保育における省察力育成を目的とした和田(2010)以降の一連の実践のうち,ワールドカフェを活用した実践においては,参加者はカフェ形式の対話をおおむね肯定的に捉えており,実践の前後で木本(2011)の集団雰囲気を比較した結果では,カフェの雰囲気が肯定的であったことが示されてきた(eg., 利根川ら, 2011;三浦ら, 2012;音山ら, 2013)。一方,学生を対象にカフェ形式の対話を取り入れた演習を行う際にしばしば問題となるのは,学生によって意欲や取り組み姿勢にばらつきがあり,こうした集団的な対話に消極的な学生については十分な教育的効果が得られないおそれがあるという点である。対話に対する意欲や取り組みの姿勢は,対話後の自己評価にも反映するものと考えられる。そこで本研究では,カフェ形式と,AI(Whitney, et al.,2002)をベースとしたミニ・インタビュー形式によって行われたそれぞれの対話について,対話後の学生の自己評価と省察尺度との関係を検討することを目的とした。
方 法
1)対象 A大学の3年生136名(報告1に同じ)。
2)測定時期 報告1に示した測定時点のうち,保育実習終了1か月後に行われたワールドカフェ終了後(カフェ後),およびAIミニ・インタビュー終了後(AI後)。

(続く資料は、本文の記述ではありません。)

Issue #112, opened 2022-01-28
improve map zoom


smcalilly:
the map zooms in on existing assets when the map loads the first time. when a user searches, the map stays at that zoom. it would be helpful to use the searched geometries to create a bounding box and zoom

Issue #108, opened 2022-01-26
persist search when a user saves an asset


smcalilly:
[see no. 1 in this PR note](https://github.com/fpdcc/ccfp-asset-dashboard/pull/106#issue-1114332552)

Issue #107, opened 2022-01-26
fix overlapping geometries when searching assets


smcalilly:
[see no. 2 in this PR comment](https://github.com/fpdcc/ccfp-asset-dashboard/pull/106#issue-1114332552)

Issue #97, opened 2022-01-10
Toogle for editing mode vs navigation mode


smcalilly:
Here's an example that lets you toggle different types of interactions: https://geojson.io/#map=3/38.89/-81.21

smcalilly:
This ^ toggle example comes out of the box with the Leaflet.draw plugin. [The react-leaflet-draw library](https://github.com/alex3165/react-leaflet-draw#readme) is the react version of that, and those layer controls are also included. So, I'll introduce that library so that we can have the toggling. Using this library will also give us the ability to draw more dynamic polygons (based on notes from our meeting with Garret, [written down here](https://github.com/fpdcc/ccfp-asset-dashboard/issues/63#issuecomment-1013248556))

fgregg:
sweeeet!

PR #113, opened 2022-01-28
Add leaflet drawing for selecting assets

smcalilly:
## Overview
For issue #97. Adds [`react-leaflet-draw`](https://github.com/alex3165/react-leaflet-draw) for selecting dynamic polygons and rectangles.

### Notes
I had trouble importing the `react-leaflet-draw` library. It seems to be an incompatibility between the latest version of react-leaflet and react-leaflet-draw. I tried using older versions of both libraries based on info I found in some Github issues but this didn't work for me. So I just imported [the `EditControl` component directly from the library's GitHub](https://github.com/alex3165/react-leaflet-draw/blob/master/src/EditControl.js) and it worked with no problems. Weird!

We have these issues for some more map UX improvements:
- #95 
- #96 
- #107 
- #108 
- #109 
- #112

Let me know if you have any other ideas for improvements.

## Testing Instructions
- Visit https://ccfp-asset-d-react-draw-crf578.herokuapp.com
- Login with the "ccfp-asset-dashboard test user" credentials in the LastPass shared folder.
- Select a project and go to the phases page.
- Select a phase.
- Click "edit assets" in the top left corner.
- Search for some assets. 
  - QA the leaflet draw toolbar.
  - Save them.
- Make sure the saved assets load.


asset_dashboard/static/js/components/map_utils/MapClipper.js
```diff
@@ -0,0 +1,110 @@
+import React, { useEffect, useState } from 'react'
+import { FeatureGroup } from 'react-leaflet'
+import clip from 'turf-clip'
+import EditControl from './EditControl'
+
+export default function MapClipper({ geoJson, onClipped }) {
+  const [drawnGeometries, setDrawnGeometries] = useState(null)
```
smcalilly, line 7: ideas for a better variable name? kinda awkward

smcalilly: i had `selectedGeometries` but that was confusing since "selected geometries" could be interpreted as the geometries that were selected from the underlying geojson, and not the geometries created by the draw. even typing that out is confusing.

asset_dashboard/static/js/components/map_utils/MapClipper.js
```diff
@@ -0,0 +1,107 @@
...
+      const bounds = {
+        'type': 'FeatureCollection',
+        'features': Object.values(geometries)
+      }
+  
+      const clippedFeatureCollection = clip(bounds, geoJson)
+  
+      if (clippedFeatureCollection.features.length > 0) {
+        onClipped(clippedFeatureCollection)
+      }
```
hancush, line 76: In what situation are there geometries but no features in the clipped feature collection?

asset_dashboard/static/js/components/map_utils/EditControl.js
```diff
@@ -0,0 +1,148 @@
+// Code source: https://github.com/alex3165/react-leaflet-draw/blob/master/src/EditControl.js
```
hancush, line 1: Can you use a permalink here instead of the master ref, which might change?

hancush (changes requested):
Looking good, @smcalilly. A bit suspicious about the version mismatch, but let's leave that yak to shave another day. Left a few things inline. Thanks for your patience!

asset_dashboard/static/js/components/map_utils/MapClipper.js
smcalilly: if a user draws a geometry but there aren't any underlying geometries.

the `clipGeometries` function will run anytime the `drawnGeometries` state changes, so whenever a user draws, edits, or deletes a polygon/rectangle with the draw tool. if they create a polygon that doesn't intersect with any of the geojson features, then `clippedFeatureCollection.features.length == 0`. in that case, we don't want to call the `onClipped` callback. adding this `clippedFeatureCollection.features.length > 0` is a truthy check so that `onClipped` doesn't get called, otherwise it will send invalid data that results in a 500 error on the server.

asset_dashboard/static/js/components/map_utils/MapClipper.js
```diff
@@ -0,0 +1,107 @@
...
+    clipGeometries(drawnGeometries)
+  }, [drawnGeometries])
+
+  function onEdited(e) {
+    const layerKeys = getLayersKeys(e.layers._layers)
+
+    let editedLayers = {}
+
+    layerKeys.forEach(layerKey => {
+      const layer = e.layers._layers[layerKey]
```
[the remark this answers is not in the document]
smcalilly: nice! changed it here: 7b79e5d

asset_dashboard/static/js/components/map_utils/EditControl.js
```diff
@@ -0,0 +1,148 @@
...
+
```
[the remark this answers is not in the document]
smcalilly: yep, here you go. efb9c07

it was a headache/headscratcher getting it to work with the npm library so i just punted and copy/pasted the code, would love some help if you had time spare/pair.

asset_dashboard/static/js/components/map_utils/EditControl.js
smcalilly: done so here: efb9c07

asset_dashboard/static/js/components/map_utils/MapClipper.js
smcalilly: upon further thought i think this assumption was based on the first iteration of the backend. in the case of the `features` array being empty, we will submit an empty featurecollection to the api and save it in the database (assuming the api would accept that, which i'm guessing would but i haven't tested). so i think we should still protect the backend from accepting an empty feature collection so we don't have a bunch of empty feature geometries stored in the database (assuming it would save an empty geometry...do you know if that is possible?)

hancush: Sounds good. FWIW, I wasn't requesting any changes, I just wanted to understand how this condition is created.

hancush (approved):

3)尺度 ①保育者省察尺度(杉村ら, 2006, 2009):報告1に同じ。 ②対話後の自己評価:利根川ら(2013)によるカフェ事後評価項目20項目の中から,「いろいろな人と,話をすることができた」「自分が経験していない出来事や状況を知ることができた」「自分の考えや意見を,見つめ直すことができた」など,主要な11項目を抽出して使用した。「今回の対話を終えてどのように考えるか」との設問に,そう思う⑸~そう思わない⑴の5件法により,いずれも授業後にその場で回答を求めた。
結 果
1)対話形式による自己評価の差:カフェ後と,AI後において,それぞれ自己評価を求めた結果を比較した。Paired-t testの結果,「1いろいろな人と,話をすることができた」,「2自分の話をたくさんの人に聞いてもらえた」,「3たくさんの人の話を聞くことができた」,「6自分が経験していない出来事や状況を知ることができた」,「8自分自身について見つめ直すことができた」,「9会話を通して,自分の意見や考えを,深いものにすることができた」の6項目,および11項目の合計値について有意差が認められ,いずれもカフェ後の評価のほうが,AI後よりも高いことが示された。

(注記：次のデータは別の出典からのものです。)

PR #115, opened 2022-01-28
Improve UI for creating portfolios

hancush:
## Overview

This PR:

- Adds an explicit button for editing portfolio name
- Prompts the user about unsaved changes if they try to navigate away from the current portfolio
- Adds a portfolio picker to switch portfolios

## Notes

TODO: 
- [x] Default to editable name if no portfolios exist
- [x] Update the portfolio picker when a new portfolio is created.

## Testing Instructions

* Navigate to the review app at https://ccfp-asset-d-hcg-portfo-ratya9.herokuapp.com/cip-planner/ and log in using the test user creds in LastPass
* Confirm a portfolio with one phase is rendered by default
* Try removing the phase, then refreshing the page. Confirm you see a dialog confirming you want to navigate away. Also try clicking links to other pages, etc., and confirm the dialog again appears.
* Create a new portfolio. Try adding/removing phases, saving, etc., and confirm the page state reflects your changes (or lack thereof).
* Refresh the page and confirm the last portfolio you edited is active. (Need to add functionality to update the select with a new option when a portfolio is created, will do Monday.)
* Select the other portfolio from the dropdown and confirm it populates the page correctly.
* Try to break the page in other ways I haven't thought of and let me know what doesn't work. :-)

### DIFF
--- a/asset_dashboard/static/js/planner.js
+++ b/asset_dashboard/static/js/planner.js
@@ -3,6 +3,7 @@ import ReactDOM from 'react-dom'
 import ProjectsTable from './components/ProjectsTable'
 import PortfolioTable from './components/PortfolioTable'
 import PortfolioTotals from './components/PortfolioTotals'
+import PortfolioPicker from './components/PortfolioPicker'
 import SearchInput from './components/FilterComponent'
 import { CSVLink } from 'react-csv'
 import Cookies from 'js-cookie'
@@ -15,6 +16,7 @@ class PortfolioPlanner extends React.Component {
     this.state = {
       allProjects: [],
       remainingProjects: [],
+      allPortfolios: [],
       portfolio: {
         id: null,
         name: '',
@@ -36,6 +38,8 @@ class PortfolioPlanner extends React.Component {
     this.savePortfolioName = this.savePortfolioName.bind(this)
     this.createNewPortfolio = this.createNewPortfolio.bind(this)
     this.alertUserOfUnsavedChanges = this.alertUserOfUnsavedChanges.bind(this)
+    this.selectPortfolio = this.selectPortfolio.bind(this)
+    this.confirmDestroy = this.confirmDestroy.bind(this)
   }
 
   createRegionName(regions) {
@@ -68,12 +72,13 @@ class PortfolioPlanner extends React.Component {
 
     let state = {
       allProjects: projects,
-      remainingProjects: projects
+      remainingProjects: projects,
+      allPortfolios: props.portfolios
     }
 
     // Rehydate state from last edited portfolio, if one exists
-    if (props.portfolio) {
-      const selectedProjectIds = props.portfolio.phases.map(phase => phase.phase)
+    if (props.selectedPortfolio) {
+      const selectedProjectIds = props.selectedPortfolio.phases.map(phase => phase.phase)
 
       const portfolioProjects = projects.filter(
         project => selectedProjectIds.includes(project.key)
@@ -85,8 +90,8 @@ class PortfolioPlanner extends React.Component {
           project => !selectedProjectIds.includes(project.key)
         ),
         portfolio: {
-          id: props.portfolio.id,
-          name: props.portfolio.name,
+          id: props.selectedPortfolio.id,
+          name: props.selectedPortfolio.name,
           projects: portfolioProjects,
           totals: this.calculateTotals(portfolioProjects),
           unsavedChanges: false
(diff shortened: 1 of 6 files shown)


asset_dashboard/static/js/planner.js
```diff
@@ -168,7 +205,7 @@ class PortfolioPlanner extends React.Component {
 
     const data = {
       name: this.state.portfolio.name,
-      user: props.user_id,
```
smcalilly, line 171: props is coming from python and styled as snake case, unless this was styled as camelCase somewhere i'm missing?

asset_dashboard/static/js/planner.js
```diff
@@ -201,20 +238,92 @@ class PortfolioPlanner extends React.Component {
...
   }
 
-  updatePortfolioName(e) {
-    this.setState({
-      portfolio: {...this.state.portfolio, name: e.target.value}
+  savePortfolioName(e) {
+    e.persist()
+
+    return new Promise((resolve, reject) => {
+      const nameInput = document.querySelector('#portfolio-name')
```
smcalilly, line 245: in your callback, you can return the value from the form instead of getting this value from a `document.querySelector`. you should be able to access the form's value from the event: `e.target.value`.

but i just tried getting `e.target.value` from your [`updatePortfolioName` function](https://github.com/fpdcc/ccfp-asset-dashboard/blob/4ff3e767baf2dc6da2718fa1400abec6ac8eafa9/asset_dashboard/static/js/components/PortfolioTable.js#L18) and it's undefined. i think you'd need to add an `onChange` event listener to [your form's input](https://github.com/fpdcc/ccfp-asset-dashboard/blob/4ff3e767baf2dc6da2718fa1400abec6ac8eafa9/asset_dashboard/static/js/components/PortfolioTable.js#L62), get the value from `e.target.value` and set that value to the `PortfolioTable`'s state. then you can grab that value from state in your `updatePortfolioName` function and send it to the `savePortfolioName` callback. 

here's [an example from the search input](https://github.com/fpdcc/ccfp-asset-dashboard/blob/7b1c56859986abacb36be76d35d82fcfe2dcaaff/asset_dashboard/static/js/components/maps/AssetsMap.js#L129) for the asset map. it gets the value from the input change and sets it to state.

smcalilly (changes requested):
This is looking good! Some notes here about the UI and UX, and some suggested code changes in separate comments.

- I used an existing portfolio name for a new portfolio and there was no validation, so it let me save two portfolios with the same name. We could probably validate client side pretty easily, but maybe we could do server side validation? Either way it will add some complexity to the UI code.
- The UI is getting kinda busy with a lot of buttons, likely adding to the cognitive load for a user. I have some ideas, but let me know if you'd want to brainstorm.
  - In the tables, we could style the "View Project" button like a link and not a button. That would clean things up a lot and it would be more semantic since that html element is a link and not a button.
  - Remove the "Portfolio" header from that bootstrap card/container and maybe have it stand alone at the top of the page?
    - Then move the "Edit Name" button to a location that's [closer in proximity](https://www.nngroup.com/articles/gestalt-proximity/) to the portfolio's name. I see that you're following the GitHub pattern, but it's not exactly the same. The GH PR text size is bigger and takes up more real estate on the screen, giving those elements a bit more proximity compared to our portfolio name. Our UI also has the "New Portfolio" button adjacent and breaks the proximity rule. Those two buttons are unrelated in my opinion. It would make more sense to have the "New Portfolio" button next to the "Save Portfolio" button.
  - The "Save Portfolio" button seems out of place at the bottom of that table, especially once they add enough projects to fill that table, making it grow in size. Do you have any ideas where that might be more intuitive? I've been trying to keep all save actions in the top right corner of all the forms for better [predictability](https://uxdworld.com/2021/07/12/why-predictability-is-important-for-ux-design/). Maybe having the "Save Portfolio" next to the "New Portfolio" in the top right corner like you have the "New Portfolio" would make sense, what do you think?

asset_dashboard/static/js/planner.js
hancush: I changed the props to camel case in the view code.

asset_dashboard/static/js/planner.js
hancush: I don't want to update the state until the name is saved, so the user can hit cancel and we don't lose the original name value. I updated this to use FormData(e.target) instead of the query selector.

hancush:
Excellent UI suggestions, @smcalilly! It looks a lot better. This is ready for re-review.

smcalilly (approved):
sick!! works great and looks good.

2)カフェ後の自己評価と省察尺度の関係:カフェ後の事後評価の中央値(Md=50)を基準として高低2群(L群/H群)に分け,両群間で省察尺度の平均値を比較した。t-testの結果,「保育者自身に関する省察項目(L群: Mean=40.08, SD=6.96; H群: Mean= 45.35, SD=5.51; t=4.841, df=130, p<.01)」,「子どもに関する省察項目(L群: Mean=40.24,SD=6.82; H群: Mean= 45.76,SD=5.77; t=5.054, df=131, p<.01)」,「他者をとおした省察項目(L群: Mean=42.81,SD=7.18; H群: Mean= 48.25, SD=5.44; t=4.992, df=133, p<.01)」いずれにおいても有意差が認められ,いずれも自己評価が高い群(H群)のほうが自己評価の低い群(L群)に比べて省察尺度の平均値が高いことが示された。下位項目についても同様の傾向が示され,36項目中30項目で有意差が認められ,いずれもH群のほうがL群よりも高平均であることが示された。

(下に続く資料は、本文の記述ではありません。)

Issue #114, opened 2022-01-28
add success / failure message after ajax calls in the react components


smcalilly:
- [x] after saving an asset
- [x] after searching for an asset (only failure message)
- [x] after deleting an asset

Issue #95, opened 2022-01-10
improve default behavior for selecting an asset


smcalilly:
If a user selects part of the building, then the entire building should be selected. Not only the part that was selected (how it works now).

smcalilly:
the current code clips based on the intersection of the selected geometry and the geojson that's already on the map.

we only need an intersection if it's a trail (of type `LineString`). otherwise, we need to grab the entire geometry.

PR #117, opened 2022-02-02
Improvements to the asset map UI

smcalilly:
## Overview
For issues:
- #109 
- #108
  - i'm importing [the rooks npm library](https://www.npmjs.com/package/rooks) to use a `useSessionStorage` hook for this. i tried to roll my own (real quick) based on an internet example but it was buggy. let me know if we need to use another library.
- #107 
  - it started to get a bit complicated to parse through the geometries and filter out the intersections with turf js (based on [our comments here](https://github.com/fpdcc/ccfp-asset-dashboard/pull/106#issuecomment-1021648455)), so instead i styled the search geometries to have a dashed line and the existing geometries to have a solid line. let me know if that looks awkward or you have any suggestions to tweak the styling.
  - note that this was largely an issue with trails (of geometry type `LineString`)
- #112 
  - i made a `MapZoom` component that uses [the react-leaflet `useMap` hook](https://react-leaflet.js.org/docs/api-map/#usemap). the component zooms to the search geometries if there are any. if there aren't but there are existing geometries, then it will zoom to those geometries.
- renamed some state objects to present tense

### Notes
Remaining UI improvements not in this PR:
- #95
  - i'm still figuring out how to parse out the different types of geometries and leverage turf js. unfortunately, [the turf intersection](https://turfjs.org/docs/#intersect) only accepts polygons/multipolygons and not feature collections (which are the geometry types when we need to use turf). this is requires a bit heavier lifting that i haven't ironed out and could use more scrutiny in a standalone pr.
- #114
  - to do

## Testing Instructions
- visit review app: https://ccfp-asset-d-existing-a-qfqdlr.herokuapp.com
- login with lastpass "ccfp-asset-dashboard test user" credentials
- #109 
 - test the delete button and make sure it deletes your assets from the map from the table
- #108
  - search for assets and then reload by refreshing the page. you can also save an asset or delete one, and your search should persist after the page reloads.
- #107 
  - search for some trails and save a portion trails. when the map reloads (it should've persisted the search!), you should be able to distinguish between the trails you saved and the trails from the search.
- #112 
  - all of the searching in your tests should zoom so that the map fits the bounds of your search geometries. 
  - to test that it zooms to existing geometries on a fresh page load, open the web page in a new tab, since the search geometries are stored in session storage.

### DIFF
--- a/asset_dashboard/static/js/components/map_utils/MapZoom.js
+++ b/asset_dashboard/static/js/components/map_utils/MapZoom.js
@@ -1,0 +1,17 @@
+import React, { useEffect } from 'react'
+import { useMap } from 'react-leaflet'
+import zoomToSearchGeometries from './zoomToSearchGeometries'
+
+
+function MapZoom({ searchGeoms }) { 
+  const map = useMap()
+
+  useEffect(() => {
+    const group = new L.featureGroup()
+    zoomToSearchGeometries(map, group)
+  }, [searchGeoms])
+
+  return null
+}
+
+export default MapZoom
--- a/asset_dashboard/static/js/components/map_utils/zoomToSearchGeometries.js
+++ b/asset_dashboard/static/js/components/map_utils/zoomToSearchGeometries.js
@@ -1,0 +1,17 @@
+export default function zoomToSearchGeometries(map, group) {
+    map.eachLayer((layer) => {
+      if (layer.feature?.properties.identifier) {
+        // If "identifier" is in "properties",
+        // then this is a feature from the search.
+        // This is extremely dependent on the search geometries
+        // having this "identifier" key, so beware!
+        // I haven't been able to figure out a better
+        // way of zooming in on the search results.
+        group.addLayer(layer)
+      }
+    })
+  
+    if (Object.keys(group._layers).length > 0) {
+      map.fitBounds(group.getBounds())
+    }
+  }
--- a/asset_dashboard/static/js/components/map_utils/zoomToSearchGeometries.js
+++ b/asset_dashboard/static/js/components/map_utils/zoomToSearchGeometries.js
@@ -1,12 +1,6 @@
 export default function zoomToSearchGeometries(map, group) {
     map.eachLayer((layer) => {
-      if (layer.feature?.properties.identifier) {
-        // If "identifier" is in "properties",
-        // then this is a feature from the search.
-        // This is extremely dependent on the search geometries
-        // having this "identifier" key, so beware!
-        // I haven't been able to figure out a better
-        // way of zooming in on the search results.
+      if (layer.feature?.properties.source === 'search') {
         group.addLayer(layer)
       }
     })
--- a/asset_dashboard/static/js/components/maps/AssetsMap.js
+++ b/asset_dashboard/static/js/components/maps/AssetsMap.js
@@ -3,11 +3,11 @@ import React, { useState, useEffect } from 'react'
 import { GeoJSON } from 'react-leaflet'
 import hash from 'object-hash'
 import Cookies from 'js-cookie'
+import { useSessionstorageState } from 'rooks'
 import BaseMap from './BaseMap'
 import AssetSearchTable from '../tables/AssetSearchTable'
 import ExistingAssetsTable from '../tables/ExistingAssetsTable'
 import MapClipper from '../map_utils/MapClipper'
-import { useSessionstorageState } from 'rooks'
 
 function AssetTypeOptions() {
   // these options could come from the server but hardcoding for now 
--- a/asset_dashboard/static/js/components/maps/AssetsMap.js
+++ b/asset_dashboard/static/js/components/maps/AssetsMap.js
@@ -7,6 +7,7 @@ import BaseMap from './BaseMap'
 import AssetSearchTable from '../tables/AssetSearchTable'
 import ExistingAssetsTable from '../tables/ExistingAssetsTable'
 import MapClipper from '../map_utils/MapClipper'
+import { useSessionstorageState } from 'rooks'
 
 function AssetTypeOptions() {
   // these options could come from the server but hardcoding for now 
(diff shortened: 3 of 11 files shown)


asset_dashboard/static/js/components/map_utils/MapZoom.js
```diff
@@ -0,0 +1,17 @@
...
+import zoomToSearchGeometries from './zoomToSearchGeometries'
+
+
+function MapZoom({ searchGeoms }) { 
+  const map = useMap()
+
+  useEffect(() => {
+    const group = new L.featureGroup()
+    zoomToSearchGeometries(map, group)
+  }, [searchGeoms])
```
smcalilly, line 12: this will run whenever the incoming `searchGeoms` change

hancush: Woah, cool trick!

asset_dashboard/static/js/components/map_utils/zoomToSearchGeometries.js
```diff
@@ -0,0 +1,17 @@
+export default function zoomToSearchGeometries(map, group) {
+    map.eachLayer((layer) => {
+      if (layer.feature?.properties.identifier) {
+        // If "identifier" is in "properties",
+        // then this is a feature from the search.
+        // This is extremely dependent on the search geometries
+        // having this "identifier" key, so beware!
+        // I haven't been able to figure out a better
+        // way of zooming in on the search results.
```
hancush, line 9: Hmmmm, is there a more explicit way to identify search results? Like, adding a method attribute like "source: search" or something to features returned from the API? That feels hacky, too... what do you think?

asset_dashboard/static/js/components/maps/AssetsMap.js
```diff
@@ -118,83 +127,93 @@ function AssetsMap(props) {
...
+              zoom={11}
+              whenCreated={onMapCreated}>
+              {searchGeoms && 
+                <>
+                  <GeoJSON 
+                    data={searchGeoms} 
+                    // Hash key tells the geojson to re-render 
+                    // when the state changes: https://stackoverflow.com/a/46593710
+                    key={hash(searchGeoms)} 
+                    style={{color: 'black', dashArray: '5,10', weight: '0.75'}}
```
hancush, line 195: I really like the contrast between results and selections. Good choice!

asset_dashboard/static/js/components/tables/ExistingAssetsTable.js
```diff
@@ -0,0 +1,48 @@
...
+        'Content-Type': 'application/json',
+        'X-CSRFTOKEN': Cookies.get('csrftoken')
+      },
+      method: 'DELETE',
+      mode: 'same-origin'
+    }).then((response) => {
+      console.log('response', response)
+      if (response.status == 204) {
+        // TODO: this reloads the page but clears the user search...
+        // Need to come up with way to reload by rehydrating the previous state
```
hancush, line 21: Is this true anymore? Seems to be working fine for me, and I would expect the session storage approach to retain search stuff on reload!

hancush (changes requested):
This looks great and works as advertised, @smcalilly. I left two questions for you to respond to inline. Changes not necessarily required, but want to hear your thoughts before deciding / approving.

And an odd UI question: What is the function of the table of search results? It doesn't seem to be adding much at the moment. Are there plans to add something like, highlight the building on the map when a result is hovered and select it when a result is clicked?

smcalilly:
> And an odd UI question: What is the function of the table of search results? It doesn't seem to be adding much at the moment. Are there plans to add something like, highlight the building on the map when a result is hovered and select it when a result is clicked?

This is a good question and I agree, the table seems pointless as is. I've been wanting to add that feature you suggest and was planning to bring it up. I don't think it would be too difficult, but we'd be nearing the limit of complexity with this code.

Somewhat related, we could also go the opposite way, where a user selects a geometry on the map and allows them to save it by simply clicking. And it could also highlight in the table.

Garret has said that their staff knows the id's since it's common for them to use it, so I think having an identifier can be helpful. We could also add a popup easily that shows this info, like 15 minutes easy.

What do you think? @hancush, cc @fgregg 

To recap, some ways to improve it:
1. a user could click on the table and it takes them to that asset on the map. the click would also load the asset so it can be saved.
2. a user could click on an asset in the map and they could save it. the click would also highlight the asset in the table.
   - alternatively, we could have a very simple implementation of a popup with info about each assest.

asset_dashboard/static/js/components/tables/ExistingAssetsTable.js
smcalilly: no, not true anymore. i've deleted this in the code that i've finished and about to open a PR for issue #114

asset_dashboard/static/js/components/map_utils/zoomToSearchGeometries.js
smcalilly: a method attribute in the geojson response? would this be added to the serializer?

smcalilly: here's a sample of geojson from the search:

```
{
  "type": "FeatureCollection",
  "features": [
    {
      "type": "Feature",
      "geometry": {
        "type": "LineString",
        "coordinates": [
          [-87.87729052716881, 41.70864290520196],
          [-87.87722544938457, 41.708603704430736],
          [-87.87716885402861, 41.708534150345045],
          [-87.87713091829738, 41.70845537603724]
        ]
      },
      "properties": {
        "identifier": 3273,
        "name": "Little Red Schoolhouse Nature Center Trails"
      }
    },
  ]
}
```

are are you suggesting we put it in the properties or in a higher level, like
```
"type": "FeatureCollection",
"source": "search",
  "features":
  ...
```

i think that would work, though not entirely how with drf. but i'm sure we could figure it out.

hancush: > a method attribute in the properties of the geojson response? would this be added to the serializer?

Yes, exactly, so it would show up as attribute in the properties of each feature. It's just one idea, open to others.

hancush:
@smcalilly I think you should spin off the table UI into a separate issue.

asset_dashboard/static/js/components/map_utils/zoomToSearchGeometries.js
smcalilly: yeah i think that's better than what i'm doing here because it's more explicit without that big code comment.

smcalilly: @hancush like so? 

i made a [source serializer class](https://github.com/fpdcc/ccfp-asset-dashboard/blob/99dfc421b4e0f98e90fd86397aa7c88e83c706e6/asset_dashboard/serializers.py#L101) for [overriding when we need that field](https://github.com/fpdcc/ccfp-asset-dashboard/blob/99dfc421b4e0f98e90fd86397aa7c88e83c706e6/asset_dashboard/serializers.py#L110). and that helped [clean up the javascript](https://github.com/fpdcc/ccfp-asset-dashboard/blob/99dfc421b4e0f98e90fd86397aa7c88e83c706e6/asset_dashboard/static/js/components/map_utils/zoomToSearchGeometries.js#L3). (sorry these pieces point at links and not one commit, i committed and then realized i need to reuse the code, so refactored)

hancush (approved):
👏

3)AI後の自己評価と省察尺度の関係:AI後の事後評価の中央値(Md=48)を基準として高低2群(L群/H群)に分け,両群間で省察尺度の平均値を比較した。t-testの結果,「保育者自身に関する省察項目(L群: Mean=41.08, SD=7.26; H群: Mean= 46.03, SD=6.15; t=4.221, df=129, p<.01)」,「子どもに関する省察項目(L群: Mean=41.47, SD=7.10; H群: Mean= 45.39, SD=6.54; t=3.317, df=131, p<.01)」,「他者をとおした省察項目(L群: Mean=41.68, SD=6.98; H群: Mean= 46.71, SD=5.78; t=4.489, df=128, p<.01)」いずれにおいても有意差が認められ,いずれも自己評価が高い群(H群)のほうが自己評価の低い群(L群)に比べて省察尺度の平均値が高いことが示された。下位項目についても同様の傾向が示され,36項目中27項目で有意差が認められ,いずれもH群のほうがL群よりも高平均であることが示された。
考 察
以上の結果は,ワールドカフェ,AIミニ・インタビューともに,対話後の学生の自己評価が省察力の習得に関係する可能性を示唆している。全ての学生が意欲的に取り組める対話となるよう,テーマや進行に工夫が必要であろう。対話形式の違いについてみると,カフェ後よりもAI後の自己評価が低かった。AIは2人1組のインタビューが中心で,「いろいろな人と話をすることができた」といった実感が必ずしも得られるものではないが,「会話を通して自分の意見や考えを深いものにすることができた」の評価も低いなど,総じて学生にとって対話の成果を感じ難かった様子を見て取ることができる。この点については報告1にも示したように,限られた時間内で納得のいくインタビューが行えるよう工夫したり,例を示して学生自ら見通しのつくような配慮が必要と思われる。
*本研究は平成26年度日本学術振興会科学研究費(学術研究助成基金助成金)基盤研究(C)24500887の助成を受けた。